Nunavut's MP and former federal cabinet minister Hunter Tootoo made a statement Wednesday, finally addressing allegations he had an inappropriate relationship before his sudden resignation from cabinet and Liberal caucus this May. 

"I made a mistake and regrettably engaged in a consensual but inappropriate relationship, and that is why I resigned," he said in the CBC newsroom in Iqaluit this afternoon. 

"I am ashamed, and I apologize to all involved, especially the people of Nunavut. I am deeply sorry."

Hunter Tootoo

Hunter Tootoo gave his statement in CBC's Nunavut newsroom on Wednesday. (Sima Sahar Zerehi/CBC)

Tootoo called the station earlier this afternoon to announce he was coming in to make a statement. 

Tootoo resigned suddenly from cabinet in May, saying he was leaving the Liberal caucus for addictions treatment. 

"On May 31, I voluntarily informed the prime minister that I made a mistake," said Tootoo.

"That is why I resigned my cabinet post and my position in caucus.

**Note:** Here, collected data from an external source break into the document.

PR #206, opened 2017-12-08
Remove feature test for some standard functions

siteshwar:
Remove feature test for some standard functions like nice, fork, fchdir etc.


krader1961:
LGTM. Merged. I had to make one tweak: remove the remove everything after the definition of the `strval()` funtion in *src/cmd/ksh93/sh/streval.c* so it would build on FreeBSD (which doesn't define a `struct exception` type). Which is fine because the `matherr()` function isn't actually used and has been deprecated for many years.

PR #208, opened 2017-12-09
Remove feature test for resource limits

siteshwar:


src/cmd/ksh93/features/rlimits
```diff
@@ -1,27 +0,0 @@
...
-lib	getrlimit,getrlimit64,ulimit,vlimit
-typ	rlim_t,rlim64_t sys/types.h sys/time.h sys/resource.h
-
-cat{
-
-#if _sys_resource
-#	include <sys/resource.h>
-#	if _lib_getrlimit64
-#		undef	getrlimit
-#		define	getrlimit	getrlimit64
```
siteshwar: I think it is safe to assume system libraries will automatically use the right function.

krader1961: Yes, that should be a safe assumption. The only time this might be needed is when cross compiling and I strongly suspect it's not needed even then. This looks like a workaround from decades ago when 64-bit architectures were bleeding edge.

krader1961:
merged

PR #211, opened 2017-12-09
Remove feature test for signals

siteshwar:


krader1961:
This change is going to require more work since functions like `sigqueue()` are not universally available even on modern UNIX OS; c.f., https://www.gnu.org/software/gnulib/manual/html_node/sigqueue.html

This fails to build on macOS but does build on FreeBSD 11, Ubuntu and OpenSolaris. Since the code already handles whether or not `sigqueue()` is available (via the `_lib_sigqueue` symbol) it should be sufficient to add a `has_function()` or `has_header_symbol ()` test to the *meson.build* file.

siteshwar:
I have added fd58daf3af536b7ff58ef9d730fe8a25eda64d70 to this pull request.

krader1961:
Fantastic. LGTM. Merged.

PR #212, opened 2017-12-09
Remove feature test for socket related functions

siteshwar:
From the iffe feature test I am keeping macros for following
features :

- Use socketpair() for peekable pipe()
    
   I think it can be safely assumed to be true for POSIX systems.
    
- fchmod() after socketpair() shutdown()
    
   I have added Meson feature test for it


jelmd:
You think or you know? Why don't you look it up?

krader1961:
It's a shame we can't block certain user IDs from commenting.

krader1961:
This causes a lot of tests to fail on macOS and FreeBSD with this type of error:

```
/Users/krader/projects/3rd-party/ast/src/cmd/ksh93/tests/alias.sh: line 83: cannot create pipe [Invalid argument]
```

I'll take a closer look to figure out why since in principal this change should be fine.

siteshwar:
It is because my assumption was wrong and ```_socketpair_shutdown_mode``` macro should be false on FreeBSD.

siteshwar:
@krader1961 It's fixed now.

src/cmd/ksh93/meson.build
```diff
@@ -106,6 +106,45 @@ if cc.has_function('sigqueue', prefix: '#include <signal.h>')
...
+	#include <sys/socket.h>
+	int main()
+	{
+		int		sfd[2];
+		struct stat	st0;
+		struct stat	st1;
+		if (socketpair(AF_UNIX, SOCK_STREAM, 0, sfd) < 0 ||
+		    shutdown(sfd[0], 1) < 0 ||
+		    shutdown(sfd[1], 0) < 0)
+			return(1);
```
krader1961: I know you just copy/pasted this code but it would be nice if some of the bogosities like the extraneous parens around the `return` expression was removed. :smile:

krader1961:
LGTM

src/cmd/ksh93/meson.build
siteshwar: :)

PR #213, opened 2017-12-10
Remove feature test for system supported options

siteshwar:
- Always enable SHELLMAGIC macro, but probably this can be removed as it
  is always true for POSIX systems.

- Added meson test for SHOPT_DEVFD.

- Explicitly disable SHOPT_PFSH as it seems it is only supported on
  Solaris.


src/cmd/ksh93/include/defs.h
```diff
@@ -573,4 +572,10 @@ static struct lconv *lp;
 
 #define _pipe_socketpair    1   /* use socketpair() for peekable pipe() */
 
+/*
+ * SHELLMAGIC is enabled if operating system supports shebang
+ * TODO: Shall we remove this macro from sources ?
```
krader1961: Yes, this should be removed. This hasn't been an issue for nearly four decades. See https://en.wikipedia.org/wiki/Shebang_(Unix). Even when I got my first hands on experience with UNIX around 1985 kernel shebang support was widespread.

src/cmd/ksh93/meson.build
```diff
@@ -22,7 +27,6 @@ ksh93_c_args = ['-DERROR_CATALOG=0',
                 '-DSHOPT_MULTIBYTE',
                 '-DSHOPT_NAMESPACE',
                 '-DSHOPT_OPTIMIZE',
-                '-DSHOPT_PFSH',
```
krader1961: I agree with removing this. Enabling features for a specific OS (as opposed to working around bugs or limitations of a specific OS) does not belong in the generic project.

krader1961:
LGTM. Do you want to remove the code the depends on `SHOPT_PFSH` or shall I?

siteshwar:
Looks like this got closed by mistake. I will have to open another one as I did a force push.

krader1961:
Yes, I did not mean to close this PR. Sorry about that.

I then checked myself into rehab for my addiction."

Tootoo refused to offer more information on the individual involved. 

"The individual has asked me to protect her privacy and I am respecting those wishes, and I ask that you respect that wish," he said.

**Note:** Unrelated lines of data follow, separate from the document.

PR #214, opened 2017-12-10
Remove feature test for some headers

siteshwar:
It either checks for standard headers or headers for systems that we do not want to support.

### DIFF
--- a/bin/ksh93_prereq.sh
+++ b/bin/ksh93_prereq.sh
@@ -16,8 +16,6 @@ iffe_tests=( options )
 
 iffe_tests_2=( nvapi shellapi )
 
-iffe_tests_3=( nfsd acct execargs pstat )
-
 function cc_fun {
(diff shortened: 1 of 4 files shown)


krader1961:
LGTM although we should just remove the `SHOPT_ACCT` symbol and the code predicated on it. Same for `SHOPT_PFSH`. Maybe open an issue to remind us to do that?

siteshwar:
I did a pull request to remove ```SHOPT_PFSH``` (#216). Will do the same for ```SHOPT_ACCT```.

siteshwar:
On a second thought, why do you want to remove support for ```SHOPT_ACCT``` ? We can probably keep it and decide about it later.

krader1961:
I suggested removing the code depending on `SHOPT_ACCT` because it should never be true after this change is merged. Unless, of course, someone forces the symbol to be true. Also, there is no legitimate reason for a shell like ksh to explicitly manipulate the "accounting" info of any given OS.

PR #562, opened 2018-05-31
Fix sigchld unit test on macOS

### LINKED ISSUE #561: The sigchld test for SIGCONT being reported is not portable
This loop in *src/cmd/ksh93/tests/sigchld.sh* assumes that the `wait4()` syscall will return when a process is stopped and receives a SIGCONT signal:

```
for stat in EXITED STOPPED CONTINUED EXITED
```

That is true for Linux as of kernel 2.6.0 (from the `waitpid` man page):

```
WCONTINUED (since Linux 2.6.10)
      also return if a stopped child has been resumed by delivery of SIGCONT.
```

It is presumably true for AT&T SysVR4. It is also true for FreeBSD 11 and OpenBSD 6.2. It is not true for macOS. So the test needs to be modified to allow for the possibility that SIGCONT may not be reported by `waitpid()` or `wait4()`.

This is the only test (not counting `signal` since it is currently disabled on all platforms) that still fails on macOS.

krader1961:
This builds on the fix in PR #557 but strictly speaking that dependency isn't needed. I just happened to create this branch from the branch for that pull-request. This is the primary commit message for this PR:

    Don't assume the platform reports SIGCONT via wait

    Some platforms, such as macOS, don't report receipt of SIGCONT via the
    `wait4()` or `waitpid()` functions. So modify the test so it passes if
    all the status changes are reported in the correct order regardless of
    whether or not SIGCONT is reported.

    Fixes #561

### DIFF
--- a/src/cmd/ksh93/sh/init.c
+++ b/src/cmd/ksh93/sh/init.c
@@ -1683,10 +1683,10 @@ static_fn Namfun_t *clone_svar(Namval_t *np, Namval_t *mp, int flags, Namfun_t *
     Sfdouble_t d;
 
     // cppcheck-suppress pointerSize
-    dp = malloc(fp->dsize + sp->dsize + sizeof(void **));
+    dp = malloc(fp->dsize + sp->dsize + sizeof(void *));
     memcpy(dp, sp, fp->dsize);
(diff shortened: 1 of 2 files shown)


siteshwar:
LGTM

Much as he did in his statement last Wednesday, at the opening of his Iqaluit office, Tootoo spoke about his addiction.

"I let my judgment be clouded, and I have also let alcohol take over my life."

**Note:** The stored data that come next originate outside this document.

PR #564, opened 2018-05-31
Building api tests should be configurable

siteshwar:
Not everyone would like to build api tests, so building these tests
should be configurable.

Related: #558

### DIFF
--- a/meson_options.txt
+++ b/meson_options.txt
@@ -16,3 +16,7 @@ option('read-timeout', type : 'string', value : '0')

The Prime Minister's Office issued a statement shortly after Tootoo's announcement.

The statement confirmed that Tootoo communicated with the PMO on May 31.

"Hunter Tootoo acknowledged to the prime minister that he had been engaging in what was an inappropriate relationship in the workplace."

The statement noted that Tootoo would be "withdrawing from his ministerial responsibilities and from the Liberal caucus, and taking steps to address his addiction issues."

"In the same conversation, Mr. Tootoo informed the prime minister that he took full and sole responsibility for his inappropriate workplace conduct."

The Prime Minister's Office also refused to offer information about the individuals involved in order to protect their privacy.